Why This Recipe Works
- Pairing the dish down to flat rice noodles, crunchy peanuts, fresh bean sprouts, scrambled egg, and green onions puts the focus on the tamarind, fish sauce, and caramelized palm sugar.
- Adding a protein like chicken makes this dish hearty enough for dinner.
- Prepping the ingredients ahead ensures the pad thai will come together quickly and efficiently.
Until recently, for me there was always a stigma around pad thai. One of the most well known of all Thai dishes, pad thai is the "safe" dish on a Thai menu—the one that your parents might order if you take them out for Thai, or if you don't like your spice burning hot, or haven't learned yet to have an appreciation (or a craving in my case) for fish sauce. For a long time I thought pad thai was even an American invention, akin to chop suey. But I guess it's not hard to see why I thought that. Pad thai is definitely chock full of wonderful, tasty "safe" things: chewy flat rice noodles, crunchy peanuts and fresh bean sprouts, scrambled egg, green onions, all in a mildly hot, sweet-ish sauce. But often, restaurants truck down that safe road to an extreme. They flood the noodles in an overly sweet sauce, and fill it with other items folks kind of expect in a Thai dish: shrimp, chicken, crinkle cut carrots, peas, string beans, and baby corn.
Maybe pad thai has been Americanized to some degree, but it is an authentic Thai dish. According to David Thompson in Thai Street Food, pad thai came about in Thailand as a result of a nationalist recipe contest in the late 1930s to find a tasty new dish that would encourage Thai people to eat more noodles. The winning dish was named "pat thai" to show Thai pride and to make sure folks knew that it was different from other stir-fried asian noodles.
To add a protein and keep this pad thai dish hearty enough for dinner, I've incorporated chicken.
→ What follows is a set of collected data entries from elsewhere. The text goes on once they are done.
PR #2894, opened 2025-08-04
Gramps Web: increase celery health check timeout

DavidMStraub:
Deploying Gramps Web, the app stayed in "Deploying" forever as the celery container reported it was still starting, even though the log showed it was ready.

I found out this was due to me enabling semantic search (off by default), which loads a PyTorch model on Celery initialization that takes a couple of seconds. On my machine, the health check command `celery -A gramps_webapi.celery inspect ping` took 11 seconds. Since only 5 seconds is allowed by default, this failed.

I now increased the timeout to 20 seconds, which should be enough on most machines.

If this solution is not desired, we could also try to come up with a simpler health check command, or with none at all, although the one used is indeed the most meaningful one.

### DIFF
--- a/ix-dev/community/gramps-web/templates/docker-compose.yaml
+++ b/ix-dev/community/gramps-web/templates/docker-compose.yaml
@@ -15,8 +15,7 @@
 {% set redis = tpl.deps.redis(values.consts.redis_container_name, "redis_image", redis_config, perm_container) %}
 
 {% do web.healthcheck.set_test("tcp", {"port": values.consts.internal_web_port}) %}
-{% do celery.healthcheck.set_timeout(20) %}
-{% do celery.healthcheck.set_custom_test("celery -A gramps_webapi.celery inspect ping") %}
+{% do celery.healthcheck.set_custom_test("pgrep -f 'celery worker' > /dev/null") %}
 {% do celery.set_command([
   "celery", "-A", "gramps_webapi.celery",
   "worker", "--loglevel=INFO", "--concurrency=2"


trains/community/gramps-web/app_versions.json
```diff
@@ -56,7 +56,7 @@
             ],
             "title": "Gramps Web",
             "train": "community",
-            "version": "1.1.7"
```
stavros-k: please dont touch files under `trains/` directory

DavidMStraub: Got it, sorry.

stavros-k:
> On my machine, the health check command `celery -A gramps_webapi.celery inspect ping` took 11 seconds.

Why does it take so much time to respond? Does it always take 11 seconds or only while model is loading?
If its only during model loading, we can leave it as is, and once everything is _really_ ready and respond in time, healthcheck should respond healthy.

If it always takes so much time, I think this is a bit too expensive for healthcheck. Healthcheck is meant to be a quick check that nothing went horribly wrong.

DavidMStraub:
> If it always takes so much time, I think this is a bit too expensive for healthcheck. Healthcheck is meant to be a quick check that nothing went horribly wrong.

Understood. Yes, it always takes so much time because the command spawns a new celery instance, so it has to do all the Flask app initialization work.

I'll think of a different command.

Is the health check compulsory, actually?

stavros-k:
> > If it always takes so much time, I think this is a bit too expensive for healthcheck. Healthcheck is meant to be a quick check that nothing went horribly wrong.
> 
> Understood. Yes, it always takes so much time because the command spawns a new celery instance, so it has to do all the Flask app initialization work.
> 
> I'll think of a different command.

Does celery listen on any port internally? Maybe a curl/wget to something like /ping should be enough.

> Is the health check compulsory, actually?

Healthchecks determine the status on the truenas webui (and in some cases used for other containers to wait other containers to become ready). If there are no healthchecks and the container is crashed, webui will show that everything is fine.
So, I'd say its best to have one.

DavidMStraub:
I changed to a simple `pgrep` now, what do you think?

stavros-k:
> I changed to a simple `pgrep` now, what do you think?

I suppose it should work.
if the process exits/fails container will anyway be restarted.
then if pgrep finds it should mean that is running.

Issue #2375, opened 2025-05-26
Homarr Docker widget not working


coinflipcoder:
Since [Homarr v1.21.0](https://github.com/homarr-labs/homarr/releases/tag/v1.21.0), there is a docker widget. This does not work, with or without the "mount docker socket" option checked. 
This is from the log:

`error tRPC Error with query on 'docker.getContainers'`
`error Failed to update Docker container status`

Meierschlumpf:
Hey, maintainer from Homarr here,  @coinflipcoder can you create an issue on our repository https://github.com/homarr-labs/homarr/issues/new/choose where we can assist you in getting it working?

stavros-k:
I'll close this issue, you can follow the upstream issue for updates. Thanks

PR #2906, opened 2025-08-06
Homarr change default to root:root

HubGon:
Hello everyone,
although in the description it is written, that the App Homarr is run as root, the min value of the uid and gid is set to 568, so by newly creating the app, the user is apps:apps. That is causing the problem, that Homarr can not access the docker.sock and no Docker statistics and be retrieved in the Dashboard.
Kind regards


stavros-k:
Hello, yes homarr runs as root even if you set a different UID there. 
What happens is homarr starts subprocesses as the non privileged user.

Lots of other containers work with unprivileged user and have proper docker socket.
I suspect that when starting the subprocesses with the unprivileged user, this user does get the correct privileges to access the socket. 
ie make this user be part of the docker group (in this case `999`)

I'd really prefer if homarr fixes this on their side instead.

stavros-k:
See https://github.com/truenas/apps/issues/2375

HubGon:
Hey,
thank you for clarification. I think this PR can then be closed without being pushed 😀
Kind regards

PR #2935, opened 2025-08-11
apps: use valkey

stavros-k:
- Replaces bitnami images (redis and 1 bitnami/git)
- Updates library to pass config via flags instead of envs (official redis/valkey does not support envs)
- bumps library on touched apps so it correctly setup redis
- updates metadata now that redis/valkey can run as a non root user fully


stavros-k:
Invoice ninja test failure is expected (#2924)

Qubad786 (approved):

PR #2938, opened 2025-08-12
add linkwarden

krojew:


krojew:
@stavros-k thank you for the review, but I have to ask why did you change linkwarden uid to 0? It doesn't need to run as root.

stavros-k:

But in keeping with David Thompson's pared down pad thai, I've just about eliminated any other extraneous veggies except for the sprouts. (All the extra vegetables don't really add to the flavor anyway). The focus is on balancing of the strong flavors of tangy tamarind, salty-briny fish sauce (lots of it), and sweet caramelized palm sugar. Some of the sauce goes into the chicken to flavor it before cooking, and the rest gets soaked up into handfuls of delectably chewy rice noodles. The best part about rice stick noodles is that you just have to soak them before stir-frying, which makes them a snap to throw into a stir-fry.
The prep list may look intimidating, but in the end you'll be rewarded with an awesomely flavorful, authentic version of this famous Thai noodle dish.
Chicken Pad Thai Recipe
Tangy tamarind, palm sugar, briny fish sauce, and crunch peanuts are hallmarks of this classic Thai noodle dish.
1/3 cup tamarind pulp
1/3 cup fish sauce
2 ounces palm sugar, grated (about 1/3 cup)
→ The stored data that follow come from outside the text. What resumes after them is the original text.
PR #2957, opened 2025-08-13
Add Element web

### LINKED ISSUE #266: Community Chart Suggestion: Element web
https://github.com/element-hq/element-web

HubGon:
Hi,

this is a Draft for the Element-Web app.
The only configuration mentioned with env-variables is build into the draft (only 1). Everything else should be configured through a json file, located at "/app/config.json". [Docs](https://github.com/element-hq/element-web/blob/develop/docs/install.md#docker)
I tried to mount the file (like mentioned in the doc), but that's not possible with ix_volumes it seems. When i tried to mount the whole "/app" directory, there seem to be a permission error, since the app can not read the config anymore (a permission container doesn't seem to fix it). Maybe it is better user mount the file themself though host path. With host path it is possible to mount a single file.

1 pound skinless, boneless chicken breast, trimmed of visible fat and sliced into 1/4-inch thick strips
1/2 cup vegetable oil, divided
6 shallots, finely chopped
6 medium cloves garlic, minced (about 2 tablespoons)
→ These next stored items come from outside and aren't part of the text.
PR #2962, opened 2025-08-14
element-web: change hc path

stavros-k:


stavros-k:
Covered this in #2963

PR #2977, opened 2025-08-17
Add Mediawiki

### LINKED ISSUE #175: Community charts suggestion: MediaWiki

HubGon:
Hey,
this is a first draft for the implementation of Mediawiki as an App.
This app is passing the CIs and can be accessed in web, but have still some todos.

1. After starting the containers, the frontend have to be populated with the database credentials manually. This is working fine in principle. After filling in the credentials and starting the setup, the database (mariadb) seem to be setting itself to a read only state (at least this is the error message the setup is giving).

2. The official Procedere upstream require an initial setup of the wiki and afterwards binding a file named "LocalSettings.php". --> described in comments in the example [docker-compose](https://hub.docker.com/_/mediawiki/#-via-docker-compose).
I my opinion the users have to do it by themself. If you want the user to do it in the UI nevertheless (using a macro?), here is the description of which settings can be set:
https://www.mediawiki.org/wiki/Manual:LocalSettings.php
#Edit: To make it maybe a little bit more clear, the file is creating at the installation process and the user can download it. The user does not have to create the file from scratch. 

3. As i couldn't complete the setup in testing, i don't exactly know if there are other problems with this app. So i let the user, which is running the main container, at 33:33 until upper problem is resolved. Then one could test other users too.
It could be, that the user have to be fixed at 33:33, as the "LocalSetting.php" have to readable by the web interface (www-data).

Besides that, here are some points, that i stumbled over as i tried to make this draft:

1. The here used, official, Image has no Environments Variables (or at least has no variables that i have found).
https://github.com/wikimedia/mediawiki-docker
https://hub.docker.com/_/mediawiki/

2. There is another image provided by Wikimedia, which takes Enviroment Variables, but this is for Development Purposes only and should not be used in Production, as they stated.
https://github.com/wikimedia/mediawiki/blob/master/docker-compose.yml
https://github.com/wikimedia/mediawiki/blob/master/DEVELOPERS.md#development-environment

At last, here is the logo for the app: https://github.com/docker-library/docs/blob/master/mediawiki/logo.svg

Kind regards

Closes #175

### DIFF
--- a/ix-dev/community/mediawiki/questions.yaml
+++ b/ix-dev/community/mediawiki/questions.yaml
@@ -457,6 +457,8 @@ questions:
                         enum:
                           - value: mediawiki
                             description: mediawiki
+                          - value: mariadb
+                            description: mariadb
   - variable: resources
     label: ""
     group: Resources Configuration


stavros-k:
I dont see a point of having an app if you have to manually configure it yourself and go back and forth the UI to bind mount another file to complete the setup.

if it was a json or yaml file, we could have an init script to edit it inplace.
But php file? Nope, we cant programmatically do that, and I'm not going to use tools like `sed` as it creates a million other issues.

sorry but unless mediawiki provides a more docker oriented way to bootstrap the app. I can't accept this.

HubGon:
I didn't saw it that way, until now. I think you are right.
Should I close this PR or do you just to pause it, until maybe upstream is changing?

stavros-k:
I dont think mediawiki will make any changes _soon_ enough that this PR will still be relevant. I'll go ahead and close it for now.

Thanks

1/4 cup tiny dried shrimp, soaked in hot water for 15 minutes and drained
1/4 to 1/2 teaspoon chile flakes
12 ounces dry rice stick noodles, soaked in cold water for 30 minutes, drained
2 large eggs, beaten
2 cups bean sprouts
2/3 cup toasted unsalted peanuts, finely chopped
1 bunch scallions, cut into 1-inch lengths
4 limes, cut into wedges for garnish
Soak the tamarind in hot water for 15 minutes. Strain and reserve juice, pressing on pulp to extract as much liquid as possible. In small bowl, combine strained tamarind juice, fish sauce, and palm sugar.
Place chicken in bowl and toss with 2 tablespoons fish sauce mixture.
In wok, or 12-inch non-stick skillet, heat 4 tablespoons oil over medium heat until shimmering. Add shallots and cook until just beginning to soften, about 3 minutes. Add garlic and cook until fragrant, about 30 seconds.
Increase heat to medium-high. Add 3 tablespoons oil and chicken (with any juices). Cook, stirring, until cooked through, about 2 minutes.
Stir in rehydrated dried shrimp and chile flakes and cook for 30 seconds. Stir in noodles and remaining fish sauce mixture. Cook, tossing, until mixture is thoroughly coated and sauce has thickened slightly, about 1 minute.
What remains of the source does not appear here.